Janela Poética IV

Manuella Bezerra de Melo

 

Ilustração: Bianca Grassi

 

A pele, uma vez que habita o sal
assume posição protocolar de felicidade

Os povos dos trópicos são luminosos,
tem o coração cortado pela linha do Equador

Uma flecha acerta-lhes como alvo
e assim despejam-se nas águas mornas

O corpo em feridas que sangra se cura
se levanta em sal pra render a vida vindoura

Os povos dos trópicos são mumificados para que
durem milênios, tornam-se pais e mães de todos os povos

A pele, uma vez que habita o sal
assume o estatuto da eternidade

Espera o seu retorno
Esperam a chegada do seu reinado

 

 

 

***

 

 

 

Envenenei o céu pra que você
não visse morrer a segunda filha
o socialismo é um programa
é uma fenda no meu umbigo
é uma pasta de grão de bico
sob uma torrada com azeite
cancelei o café diário
que equivale ao suicídio sem extremismos
quantos estômagos são necessários
pra digerir a graxa que você passou¿
quantos fígados precisas
pra filtrar todo álcool necessário
de seguir viva?
Perguntam-me como estou?
efetivamente viva
por vezes, nem tanto
quase sempre
esta parte, omito
omissão é a caverna eficiente dos ineficientes
não se compartilha maledicências
dores amargores brotoejas
feridas abertas são constrangedoras
e já não há mais ninguém em condições
tenha selfies sorridentes e esbeltas
braços abertos, rei do mundo
as minorias se adequam
ou desaparecem

antagonismos a parte
o socialismo é um programa

 

 

 

***

 

 

 

soou-me o alarme às seis
soa tal o uivo de uma cadela
guindasteei-me na força de uma mãe
servi melão pão café leite
ele partiu porque filhos partem
e levou a matéria orgânica dos dias
esvaziei-me e vazia dei a mim
trinta convalescentes minutos
curei-me da morte numa pilha de pratos
uma típica manhã: caríbdis no inox

 

 

 

***

 

 

 

enxergo através dos muros
embebida em sangue vermelho
me afundo em sede espessa
enquanto passeiam gabirus
em fuga dos cozinheiros e serventes
com suas vassouras sujas
não interfi ro: observo acompanho
e
pra que não adentrem meus sonhos
cerro as janelas

 

 

 

***

 

 

 

Tereza olhou-me
meteu medo até em xangô
como um rio e seu poder
adentrou em mim
aventurou-se de mim

Nos olhos lustrados de Tereza
centelhas podem ferir

seu flanco não é mais o mesmo
não é mais do mesmo
seu flanco é todo ele meu flanco
meu flanco nunca será o mesmo
depois de suar sob o teu

pelo cabelo aproximei-me
ajoelhei, pedi uma benção

Tereza, isto é uma carta:
– Quero beijar-te agora.
Salva-me!

 

 

 

***

 

 

 

sobre janelas
e casas grandes
[coloniais]

desconforto é aquilo que se sente
quando cortam sua língua

desconforto é aquilo que se sente
quando te arrancam de uma zona
que você não planejou sair

território
ocupação
produção
distribuição

Liberdade é campo de batalha

todo corpo é uma
metáfora bélica

 

Manuella Bezerra de Melo é uma jornalista, investigadora e escritora brasileira residente em Portugal.
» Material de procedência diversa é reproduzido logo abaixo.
PR #439, opened 2023-12-18
[Blog] SELF post

AliceSzzze:
SO SO SORRY that we are submitting this this late!!! It completely slipped our minds that we had to write a blog after the presentation. Hope late is better than never?

@collinzrj @bennyrubin


sampsyo:
No worries; thanks for putting this together. I'll take a closer look soon.

PR #464, opened 2025-01-23
Add Ernest to GC & Reference Counting discussion

ngernest:


sampsyo:
Looks like @gabizon103 and @parthsarkar17 got there first. Would the three of you be open to collaborating on this? If so, can you please resolve the conflict to include all 3 names?

ngernest:
Happy to collab! Fixed the merge conflict

sampsyo:
Excellent. I'm going to speculate that @gabizon103 and @parthsarkar17 are OK with this too; please post again if not.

Autora de “Pés Pequenos pra tanto corpo” (Urutau) e “Pra que roam os cães nessa hecatombe” (Macabéa), “Um fado atlântico” (Urutau) e “A Fissura” (no prelo pela editora Zouk), é organizadora e curadora da coleção de antologias VOLTA para tua terra de escritores estrangeiros. Pós-graduada em Literatura brasileira e interculturalidade (Unicap), é mestre em Teoria da Literatura e Literaturas Lusófonas (Uminho) e bolseira no Programa Doutoral em Modernidades Comparadas; Literaturas, artes e culturas da Universidade do Minho.